There's limits on how much one person can fix in a marriage. The other person has to take ownership for their issues, and want to fix those items. It doesn't seem like your husband is there yet. It may be time to start drawing some lines in the sand. Identify what your "must have" issues are.

C
_Posted via Mobile Device_


----------



## Ninja85 (Aug 31, 2011)

I'm 26 and he's 25. We've both had long term relationships, as well as short crazy ones, and well out of our "sowing wild oats" phases out of the way before we met. The first year together he was attentive and involved and always wanted me around. He was more passionate. Then shortly after I proposed he got more and more distant. I didn't notice it at the time, but as it has gotten worse I've been trying to figure out when he changed, so that I can try and figure out why. 

There are a couple issues, which we have discussed ad nauseum: 
1. He's never been very into sex, but it still happened at least once a week. Now its typical to go a couple months without it. 

2. He expects me to keep house and make dinner and take care of all the errands, even while I worked full time and went to school part time and he was jobless. (This IS one of the things I am guilty of hoping would change). At this point, this issue is mostly resolved, I quit my job to go to school full time while he got a job and works full time. So I don't mind taking care of this stuff most of the time, as long as he does the dishes or folds laundry once in a while if I have a big exam or something. The only reason I still mention it here is that anytime I ask anything of him, he devalues everything I do and says that since he makes the money he shouldn't have to do anything else for me. 

3. The not coming home/not willing to do things I would enjoy. This has developed over time and has gotten exponentially worse since we actually got married. It is also the thing that bugs me the most. The only people he wants to be around are his uncles and friends to play sports, drink, and play video games. We've talked about it several times and he aknowledges the problem, and we talk about solutions and steps he needs to take, but it never actually happens. The last time he didn't come home over the weekend (He had stayed out late at his friend's every night that week. Not partying or anything, he simply went over to play video games. Or his friend needed help fixing his truck, in the meantime my car has sat needing him to work on it for 3 months. Or his friend needed his help setting up his internet. Or his friend wanted him to go to dinner with him and his mother. Or he had a softball game with his uncles.), well after he let me know where he was for 2 days, I started packing my stuff. He begged me not to leave, and promised he would change. So I stayed. But it's been two weeks and I have spent one evening with him since then and it was spent mostly arguing. 

I want back the guy I fell in love with, the one who made me feel like I was his world. Instead I feel like I've been demoted to housekeeper. I think he's taken ownership of most of his issues, and he SAYS he wants to fix them. I don't want to keep harping on him about the same old things. But I'm more and more unhappy, and it is distracting me from my school work. 

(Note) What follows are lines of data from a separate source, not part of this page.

PR #20410, opened 2024-09-09
Reenable SVE support for Graviton 4

fwessels:
## Description

Update dependency for `reedsolomon` to re-enable ARM SVE support for Graviton 4.


marktheunissen (approved):
Code looks good but I defer to Klaus

klauspost (approved):

Issue #20319, opened 2024-08-25
`Content-MD5` field/header seems to have no effect with a presigned POST url


MrCreosote:
When POSTing with a presigned URL to Minio, I am unable to cause the upload to fail via specifying a known bad `Content-MD5` field and header.

## Expected Behavior
When uploading a file to Minio with a presigned URL and specifying a known bad `Content-MD5`, the upload should fail.

## Current Behavior
The upload succeeds.

## Possible Solution
Possibly I'm doing something wrong - if so, if you could point it out that'd be great, as I'm a bit stumped.
Otherwise presumably Minio needs to check the MD5 of the file against the header / field.

## Steps to Reproduce (for bugs)
* Start Minio, with or without the `--compat` flag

And yes, from the discussions we've had lately, we have discovered we have very different ideas of marriage. I thought it would be like having my best friend (but we stopped talking and hanging out), and someone I could count on when I needed someone (but when something happens -like my car breaking down- my husband is usually too busy with his friend or uncles, and I have to call my dad or rely on myself). He seems to think having a wife as a status symbol, he says that we should each be able to live our own separate lives (I have no problem going and doing my own thing- but I would like to have him involved in those things at least SOME of the time). 

This recently discovered fundamental difference is what leads me to consider divorce. Also, when I told him I couldn't be happy living his idea of marriage, he suggested we consider a divorce. I feel really stupid I didn't figure this out before we got married.


----------



## Ninja85 (Aug 31, 2011)

Also, since we got married, our arguments have taken on a darker aspect. Before we got married, we would argue, yell, cry, talked until we made up. And usually it was over one of us being unsure of where we stood in the relationship. Not really a problem anymore. 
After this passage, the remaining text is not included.